Дмитрий БЫКОВ: «И в этом вое столько злобы, что правь планетой русский Бог, — он уничтожил всех давно бы и лучше выдумать не мог»
Фобическое
Русские власти! Оставьте иллюзии, будто Тбилиси опасен сейчас. Нет никакой русофобии в Грузии, так как боятся не русских, а вас. Есть хачапури, гебжалия, лобио, есть мукузани и твиши потом, есть медвефобия, путинофобия, но русофобия — это фантом. Буду твердить вам, пока не во гробе я: есть усофобия сталинских лет, возле вампира всегда кусофобия, около труса всегда трусофобия, у женофоба всегда пуссофобия, а никакой русофобии нет. Был в Пакистане, бывал в Казахстане я, гостеприимство степное ценя, Вена, Британия, Прага, Германия без нареканий терпели меня, ныне я в Бостоне, в этом подобии средней России, с травой и рекой.
И не видал никакой русофобии! То есть вообще никогда никакой.
Если бы даже запел принародно я, — идеалист, идиот, патриот, — «Славься, Отечество наше свободное!» — многие встанут, а треть подпоет.
В чуждом сознании русское связано с русским романом (не бойся, открой!), с взлетом Гагарина, стругами Разина, с рыком Высоцкого, с черной икрой, с павловским танцем, с защитою Лужина, подвигом Питера, духом Москвы... Вас-то боятся, и очень заслуженно, но не за то же, что русские вы! Вижу немного грузинского в Кобе я, мало сердечности, мало ума — это банальная сталинофобия, грузинофобии в этом нема! Так же и вы: эти лобики узкие, гнусные лозунги наперевес, сальные глазки — какие вы русские?! То, что вы русские, — это эксцесс. То, что у вас пребываю в утробе я вместе со всей необъятной страной, — собственно, это и есть русофобия, и никакой не бывает иной.

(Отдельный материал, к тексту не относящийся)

PR #1162, opened 2018-02-16
[11.0][ADD] Converted mass_editing

Manuel-Dellisse:
[UPD]Replaced "basestring" with "str" (being removed from Python 3)
[UPD]Reworked "create_action" method ("ir.values" being removed from Odoo 11.0)
[UPD]Reworked "unlink_action" based on the same named method from "/mail/mail_template.py"


pedrobaeza:
mass_editing is migrated in https://github.com/OCA/server-ux/pull/5. Please review that one.

PR #1165, opened 2018-02-20
Backport improvements made to Keychain in 10.0

andreparames:
After the migration there has been some work done on the Keychain module in branch 10.0, this PR ports it back to branch 9.0


keychain/tests/test_keychain.py
```diff
@@ -21,6 +24,7 @@ def setUp(self):
 
         self.keychain = self.env['keychain.account']
         config['keychain_key'] = Fernet.generate_key()
+        config['running_env'] = ""
```
lmignon: @andreparames IMO this commit must be removed... Indeed, you reset the running_env before before to save its previous value at the next line.

lmignon (changes requested):

keychain/tests/test_keychain.py
andreparames: You're right, I took the "Mig V10" commit and removed the actual migration parts, without realizing what was left was no longer relevant. Will remove the commit.

lmignon (approved):
LGTM (Code review no test)

lmignon:
@andreparames Thank you for this backport!

ThomasBinsfeld (approved):
Code review and functional tests :+1:

PR #1168, opened 2018-02-22
[9.0] Keychain account caching

andreparames:
This commit creates a computed field on the keychain backend, so that repeated calls to `_get_keychain_account()` will return the value from the ORM cache rather than repeating the query each time.

This PR depends on the [backport of features from 10.0](https://github.com/OCA/server-tools/pull/1165).


keychain/models/keychain_backend.py
```diff
@@ -47,7 +54,7 @@ def _prepare_keychain(self):
     @api.multi
     def _get_keychain_account(self):
         self.ensure_one()
-        account = self._get_existing_keychain()
+        account = self.keychain_account_id
         if not account:
             vals = self._prepare_keychain()
             account = self.env['keychain.account'].create(vals)
```
lmignon: @andreparames you should assign the created account to `self.keychain_account_id`

lmignon (changes requested):

ThomasBinsfeld (approved):

lmignon (approved):
LGTM: (Code review only)

ThomasBinsfeld (approved):
Code and functional :+1:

Русская власть или, скажем, тбилисская — стоят друг друга, как волк и койот. Просто российская — более близкая, больше волнует и больше скребет.
Жизни, ей-богу, не дал бы за обе я. Власть безнадежна, и я не о ней. Только какая же здесь русофобия? Арахнофобия — это верней.
Сколько вы рушили, сколько вы бредили, сколько разбили действительных скреп, как разругались со всеми соседями, их попрекая за дружбу и хлеб, денег расхитили, кровушки жаждали, вверх продвигали разнузданных шмар... Вы заслужили, чтоб русские граждане вас постарались забыть, как кошмар.
Можно закрыть перелеты воздушные, можно запреты ввести на боржом, снова вернуть ваши правила душные — те, над которыми сами и ржем, — снова вписать несогласных в предатели, миру являя опричную прыть, можно и выслать их к этакой матери, к этакой матери можно зарыть, сделать над Родиной низкое, тусклое, скучное небо, скуля и грозя... Только нельзя это выдать за русское. Выдумать можно, а выдать нельзя.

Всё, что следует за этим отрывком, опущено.